De novo plasmid methylation in eukaryotic cells - (Feb/19/2007 )
I'm trying to do a luciferase assay with methylated/unmethylated reporter constructs + cotransfection with MBDs in mammalian cells. I seem to get repression of reporter gene activity also (to some extent) when the reporter construct is not methylated. I thought of two things: 1) binding of the MBDs also to unmethylated CpGs, 2) spontaneous de novo methylation of the reporter construct. Does anybody know of any previous publications about these thigs? Any help is appreciated .
two explanations come directly to my mind: a) overepression of MDBs could lead to a general increase of Histonedeacetylase activity, which could lead to a rather unspecific repression of the reporter gene and b) hemi-methylated DNA, to which MDBs can also bind (but as far as I know to a lesser degree, what would be in accordance with your results) but which is not visible in every methylation analysis (as long as you are not BSPing both strands).

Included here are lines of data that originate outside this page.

PR #908, opened 2026-08-03
ci: scope validation and deployments to what changed

devinjameson:
Supersedes #717. Same approach, rebased onto current main as a single commit, with the merge-blocking bugs fixed. #717 was based on stale main, had merge conflicts, and never ran CI, so none of it was validated.

## What this does

Most pull requests touch a small slice of the workspace but pay for the whole thing: every check runs, every package builds, and the examples E2E workflow spawns one job per example regardless of the diff.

Spontaneous de novo methylation seems rather unlikely to me. Which MDBs are you using? If you have MeCP amongst them, I would rather believe in spontaneous de-methylation, still very unlikely!
But maybe somebody has a better explanation?

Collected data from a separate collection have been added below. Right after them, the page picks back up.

PR #913, opened 2026-08-03
feat!: decode a CustomEvent's detail against its declared Schema

### LINKED ISSUE #573: CustomElement event detail is typed from its Schema but never decoded at runtime

devinjameson:
CustomElement event Schemas previously constrained callback types without validating the browser payload at runtime. A third-party element could therefore pass unchecked detail into update.

Decode each detail synchronously before its callback. Report rejected values to the console and dispatch no Message, strip undeclared fields, and normalize payload-less events so `Schema.Struct({})` continues to work.

Require event Schemas to decode without services, exported as `CustomElement.EventSchema`, because DOM event handlers have no Effect context. `Scene.CustomElement.emit` now accepts the encoded side of the declared Schema, matching the browser boundary. Consumers using decoding-service-dependent event Schemas must replace them with service-free decoding boundary Schemas, and Scene callers using transformed Schemas must pass the encoded payload.

Closes #573.


devinjameson:
Is this a dup of 574?

devinjameson:
Ported onto current `main` with a history-preserving merge. The final feature diff and merge commit both passed independent review with no findings.

Local verification: full pre-push suite passed, including formatting and changeset policy, lint and dead-code checks, all builds, workspace-wide typechecks, unit tests, example tests, and website E2E. The website combobox smoke test timed out once and passed on its automatic retry; Playwright classified it as flaky and the suite exited successfully.

The refreshed coverage includes decoded and stripped details, rejected details dispatching no Message, payload-less `Schema.Struct({})`, valid `Schema.Null`, and a `Schema.NumberFromString` Scene case proving encoded input becomes decoded callback/update data.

spontaneous methylation does occur in cell lines and it won't be surprising you are seeing it in your reporter construct. It is part of the host defense mechanism whereby any foreign DNA is hypermethylated and inactivated.

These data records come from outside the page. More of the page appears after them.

PR #5064, opened 2020-02-24
(WSR 8) <ImageViewer/> - Remove deprecated props and testkit

EgoziE:
Deprecated props:
  - removed `tooltipPlacement`
  - changed `error` to `status='error'`
  - changed `errorMessage` to `statusMessage`

Deprecated testkit:
  - removed `isErrorVisible`
  - removed `getErrorTooltipContent`
  - added `hasStatus`
  - added `getStatus`
  - added `hasStatusMessage`
  - added `getStatusMessage`


src/ImageViewer/ImageViewer.uni.driver.js
```diff
@@ -93,11 +93,5 @@ export const imageViewerUniDriverFactory = (base, body) => {
     hasStatusMessage: () => statusIndicatorTestkit().hasMessage(),
     /** If there's a status message, returns its text value */
     getStatusMessage: () => statusIndicatorTestkit().getMessage(),
-
-    // Error - Deprecated
-    /** @deprecated */
-    isErrorVisible: () => errorTooltip.exists(),
```
simast: minor - we can also remove `errorTooltip` var as it is no longer used

src/ImageViewer/ImageViewer.st.css
```diff
@@ -49,10 +48,6 @@
   background-color: transparent;
 }
 
-.root:error {
```
simast: In addition to this error state we should also remove entire `/** error styles **/` section below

How long after transfection are you performing the reporter assay? maybe reduce that time to detect the transient expression of your construct.
Also as Krumel said, MBDs are known to bind unmethylated DNA for sure, look up any of Peter Jones and Paul Wade's papers (that's PA Jones and MBD) and there is something I recall from their recent papers.
I think this paper from the Wade group is the one you were looking for, Josepha (PubmedID: 12788925).
De novo methylation - okay, Nick is right here, not sooooooo unlikely, but really a question of timing. There are some reports of sequences especially prone to de novo methylation - maybe you check those? Or, to exclude this factor, you can try using the DNMT3a/DNMT3b null ES cell line (described in 16439359).